▶ [Required work]:
Your job is to write out each record exactly, leaving none out.

--- Input records Enclosed Below ---

PR #149, opened 2020-10-27
show contributor count on stats page

robertylewis:


templates/mathlib_stats.html
```diff
@@ -5,18 +5,18 @@
...
 
     <table class="table table-borderless table-sm mt-4 ml-5" style="font-size: 1.25rem">
         <tr>
             <th>Definitions</th>
             <th>Theorems</th>
-            <th>Meta declarations</th>
+            <th>Contributors</th>
         </tr>
         <tr>
             <td>{{ num_defns }}</td>
```
eric-wieser, line 17: Possibly
```suggestion
            <td>{{ num_defns }} (+ {{num_meta}} meta)</td>
```
Could link `meta` to https://leanprover-community.github.io/extras/tactic_writing.html, although it's not a perfect match.

robertylewis: IMO this is more clutter than it's worth, not sure the meta number is particularly interesting to most people.

bryangingechen: We could hide more detailed statistics inside a `<details>` dropdown.

bryangingechen: Probably something for another PR though.

PR #150, opened 2020-11-11
Added suggestion to uninstall Windows Store version of Python

shingtaklam1324:
The Windows Store installation of Python seems to cause issues with installing `leanproject`. I think even with the `cp` line there the default for `python3` is still the store version of Python, and running `python3 -m pip` gives an error message saying `Permission Denied`

### DIFF
--- a/templates/install/windows.md
+++ b/templates/install/windows.md
@@ -36,6 +36,7 @@ In order to use mathlib supporting tools, you need to [get python](https://www.p
 
 ### Get Python
 
+* If you have the Windows Store version of Python, please uninstall it first.
 * Download the latest version of python [here](https://www.python.org/downloads/).
 * Run the downloaded file (`python-3.x.x.exe`)
 * Check `Add Python 3.x to PATH`.


PatrickMassot:
Can any Windows user comment on this PR? @fpvandoorn or @sgouezel maybe?

shingtaklam1324:
Apologies, I should have added some context to this PR. I made this PR when a user on the Discord said they couldn't follow the Windows installation instruction, due to the `source ~/.bash_profile` failing, and after restarting (since the `source` failed) `leanproject` still wasn't found. When I asked the user to try `pip list | grep mathlib`, a permission denied error came up. I then found out that the user was using Python from the Windows Store, and I suggested to them to uninstall and follow the Windows "Get Python" instructions.

To be honest, I think there may be a way to get it to work properly with the Windows Store version of Python, but I'm not sure how. Part of the issue is that the Windows Store version installs in a directory with restrictive access rights, which may cause issues?

https://stackoverflow.com/questions/56974927/permission-denied-trying-to-run-python-on-windows-10 for reference (it might be a Git Bash bug as well?)

shingtaklam1324:
Update - https://stackoverflow.com/questions/56974927/permission-denied-trying-to-run-python-on-windows-10 for reference

I think it might in fact be a Git Bash bug? However when I just tried, I can't reproduce the failure to install `mathlibtools` with the Windows Store version of Python :/

fpvandoorn:
The installation script already *tries* to deal with this issue under the `which python` step. It has the same suggestion that was also mentioned in the Stackoverflow thread (turn toggles off under `manage app execution aliases` ).
Do you know if the user followed this step?

Given that you could follow the installation with the Windows Store version of Python makes me suspicious of merging this PR.

shingtaklam1324:
Right, looking at it now the rest of the installation instructions does handle this. It was over a month ago so I don't really have a way to check whether the user followed that step. Given that no one else has reported this issue, I will close this PR.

--- End of Enclosed Input records ---

▶ [Solution below]:
PR #149, opened 2020-10-27
show contributor count on stats page

robertylewis:


templates/mathlib_stats.html
```diff
@@ -5,18 +5,18 @@
...
 
     <table class="table table-borderless table-sm mt-4 ml-5" style="font-size: 1.25rem">
         <tr>
             <th>Definitions</th>
             <th>Theorems</th>
-            <th>Meta declarations</th>
+            <th>Contributors</th>
         </tr>
         <tr>
             <td>{{ num_defns }}</td>
```
eric-wieser, line 17: Possibly
```suggestion
            <td>{{ num_defns }} (+ {{num_meta}} meta)</td>
```
Could link `meta` to https://leanprover-community.github.io/extras/tactic_writing.html, although it's not a perfect match.

robertylewis: IMO this is more clutter than it's worth, not sure the meta number is particularly interesting to most people.

bryangingechen: We could hide more detailed statistics inside a `<details>` dropdown.

bryangingechen: Probably something for another PR though.

PR #150, opened 2020-11-11
Added suggestion to uninstall Windows Store version of Python

shingtaklam1324:
The Windows Store installation of Python seems to cause issues with installing `leanproject`. I think even with the `cp` line there the default for `python3` is still the store version of Python, and running `python3 -m pip` gives an error message saying `Permission Denied`

### DIFF
--- a/templates/install/windows.md
+++ b/templates/install/windows.md
@@ -36,6 +36,7 @@ In order to use mathlib supporting tools, you need to [get python](https://www.p
 
 ### Get Python
 
+* If you have the Windows Store version of Python, please uninstall it first.
 * Download the latest version of python [here](https://www.python.org/downloads/).
 * Run the downloaded file (`python-3.x.x.exe`)
 * Check `Add Python 3.x to PATH`.


PatrickMassot:
Can any Windows user comment on this PR? @fpvandoorn or @sgouezel maybe?

shingtaklam1324:
Apologies, I should have added some context to this PR. I made this PR when a user on the Discord said they couldn't follow the Windows installation instruction, due to the `source ~/.bash_profile` failing, and after restarting (since the `source` failed) `leanproject` still wasn't found. When I asked the user to try `pip list | grep mathlib`, a permission denied error came up. I then found out that the user was using Python from the Windows Store, and I suggested to them to uninstall and follow the Windows "Get Python" instructions.

To be honest, I think there may be a way to get it to work properly with the Windows Store version of Python, but I'm not sure how. Part of the issue is that the Windows Store version installs in a directory with restrictive access rights, which may cause issues?

https://stackoverflow.com/questions/56974927/permission-denied-trying-to-run-python-on-windows-10 for reference (it might be a Git Bash bug as well?)

shingtaklam1324:
Update - https://stackoverflow.com/questions/56974927/permission-denied-trying-to-run-python-on-windows-10 for reference

I think it might in fact be a Git Bash bug? However when I just tried, I can't reproduce the failure to install `mathlibtools` with the Windows Store version of Python :/

fpvandoorn:
The installation script already *tries* to deal with this issue under the `which python` step. It has the same suggestion that was also mentioned in the Stackoverflow thread (turn toggles off under `manage app execution aliases` ).
Do you know if the user followed this step?

Given that you could follow the installation with the Windows Store version of Python makes me suspicious of merging this PR.

shingtaklam1324:
Right, looking at it now the rest of the installation instructions does handle this. It was over a month ago so I don't really have a way to check whether the user followed that step. Given that no one else has reported this issue, I will close this PR.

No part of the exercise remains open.